Aim of the task:
Copy every line of the records that includes the word "work".

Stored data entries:
PR #1717, opened 2022-07-04
[suggestion] html progress bar

yromanyshyn:
`tqdm` library in order to display a progress bar in notebooks uses `ipywidgets` library, 
this is a problem because as we know:
- in order to work `ipywidgets` needs additional jupyter extensions
- there is no unified or any good way to determine whether those extensions are enabled/installed and whether `ipywidgets` will work or not

I suggest to start use HTML [progress](https://developer.mozilla.org/en-US/docs/Web/HTML/Element/progress) tag in order to display a progress bar

what has been done:
- added `HtmlProgressBar` class
- modified `create_progress_bar` function
- removed all functionality that tries to determine whether `ipywidgets` use is possible

https://user-images.githubusercontent.com/71635444/177122504-d9e11244-24e9-4a8d-bd17-ed01db9e5a8f.mp4


ItayGabbay:
@JKL98ISR what is your opinion on that?

ItayGabbay (approved):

Response to this task:
- in order to work `ipywidgets` needs additional jupyter extensions
- there is no unified or any good way to determine whether those extensions are enabled/installed and whether `ipywidgets` will work or not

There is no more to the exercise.